About stabilizer in group action
Take the action of $S_3$ on itself by conjugation and $x=(1\ 2)$. Then the stabilizer of $x$ is $\{e, x\}$ and this is not a normal subgroup of $S_3$.
If this where true all subgroups would be normal. Take a subgroup $H$ of $G$. Consider the left regular action of $G$ on the set of left cosets of $G$ by $H$. The stabilizer of $H$ is clearly $H$. Using the above we conclude $H$ is normal.
Consider the symmtric group on $X$. Conjugation here corresponds to 'renaming' the elements of $X$. Suppose as usual $X=\{1,2,\dots,n\}$. So for example conjugating the cycle $(1234)$ by the transposition $(24)$ gives the cycle $(1432)$, because we've renamed '4' to be '2' and vice versa.

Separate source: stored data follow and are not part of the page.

PR #2457, opened 2026-06-03
set up devcontainer

geppy:
# Description

Configure devcontainer using existing Docker Compose.

## More Details

This is intended to make it easier to contribute to the project.  With a few changes, this'd make it possible to run in GitHub Codespaces, simplifying contribution even further.

---

### DIFF
--- a/.devcontainer/devcontainer.json
+++ b/.devcontainer/devcontainer.json
@@ -18,10 +18,6 @@
     }
   },
 
-  "features": {
-    "ghcr.io/devcontainers/features/github-cli:1": {}
-  },
-
   "postCreateCommand": "bash -lc 'set -e; for f in development test; do src=config/env/${f}.example.env; dst=config/env/${f}.env; [ -f \"$dst\" ] || cp \"$src\" \"$dst\"; done; bundle check || bundle install; (cd client && yarn install); bundle exec rake db:prepare; if [ -z \"${DEVCONTAINER_SKIP_SEED:-}\" ]; then bundle exec rake db:seed || true; fi'",
 
   "customizations": {
--- a/.devcontainer/devcontainer.json
+++ b/.devcontainer/devcontainer.json
@@ -1,0 +1,68 @@
+{
+  "name": "ifme (Rails 7 + React on Rails)",
+
+  "dockerComposeFile": [
+    "../docker-compose.yml",
+    "docker-compose.devcontainer.yml"
+  ],
+  "service": "app",
+  "workspaceFolder": "/app",
+  "remoteUser": "root",
+  "shutdownAction": "stopCompose",
+
+  "forwardPorts": [3000],
+  "portsAttributes": {
+    "3000": {
+      "label": "Rails (puma)",
+      "onAutoForward": "notify"
+    }
+  },
+
+  "features": {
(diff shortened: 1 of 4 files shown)


.devcontainer/devcontainer.json
```diff
@@ -0,0 +1,68 @@
...
+    "3000": {
+      "label": "Rails (puma)",
+      "onAutoForward": "notify"
+    }
+  },
+
+  "features": {
+    "ghcr.io/devcontainers/features/github-cli:1": {}
+  },
+
```
geppy: Allowing the `.app.github.dev` domain would unblock GitHub Codespaces hosting.
```suggestion
  "containerEnv": {
    "RAILS_DEVELOPMENT_HOSTS": ".app.github.dev"
  },
  
```

This change is enough on its own, but doesn't address the use of `localhost:3000`  in URLs.

julianguyen: What's the action here? Should we have both?

geppy: I just meant to here specify that setting `RAILS_DEVELOPMENT_HOSTS` isn't enough without updating how
[`primary_domain`](https://github.com/ifmeorg/ifme/blob/2ad1ea6748bedfe5ecd4cb4a2130e58f18ca0b6d/config/environments/development.rb#L4) is used.  If you think that's worth doing I'll expand the PR.

Now that you mention it I might actually strip out the `gh` bits since my lockfile was getting mutated.  If someone really wants it they can add it.

geppy: A local devcontainer works without any changes, but running on GitHub's servers it won't be at `localhost:3000`, it'll be at something-something-blah`-3000.app.github.dev` and (e.g.) asset URLs will be broken, as below:

image

geppy: If you want to try this on your own fork, add this branch to your fork and open it in a codespace.  Then you can run it with:
```sh
RAILS_DEVELOPMENT_HOSTS=".app.github.dev" bundle exec foreman start -f Procfile.dev
```

julianguyen: Ahh so adding a value for `primary_domain` will allow the bundles to include the compiles SCSS?

geppy: Yes.  I added some commits showing one way we could do it.

config/environments/development.rb
```diff
@@ -98,6 +105,5 @@
 
   config.force_ssl = false
 
-  config.action_controller.default_url_options = { host: primary_domain }
-  config.action_controller.asset_host = primary_domain
```
geppy, line 102: Removing `asset_host` causes root-relative URLs to be used.

config/environments/development.rb
```diff
@@ -1,7 +1,14 @@
 # frozen_string_literal: true
 require "active_support/core_ext/integer/time"
 
-primary_domain = 'localhost:3000'
```
geppy, line 4: This isn't as readable as it was before, but makes it work out of the box in codespaces.  Up to you if you think it's worth it.

julianguyen (approved):
Looks great to me, thanks for looking into this! I didn't know about devcontainer!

So a normal subgroup of $S_X$ is one which has the same elements in it when you do any 'renaming' of the symbols $1,\dots,n$ throughout its elements. You can see then that a stabilizer of a point here is the last thing we'd expect to be normal. The subgroup $G_4$ consisting of elements that fix $4$, say, contains some elements that fix $2$ and some that don't, so it won't consist of the same elements if '4' and '2' swap roles. (It will conjugate to $G_2$, of course.)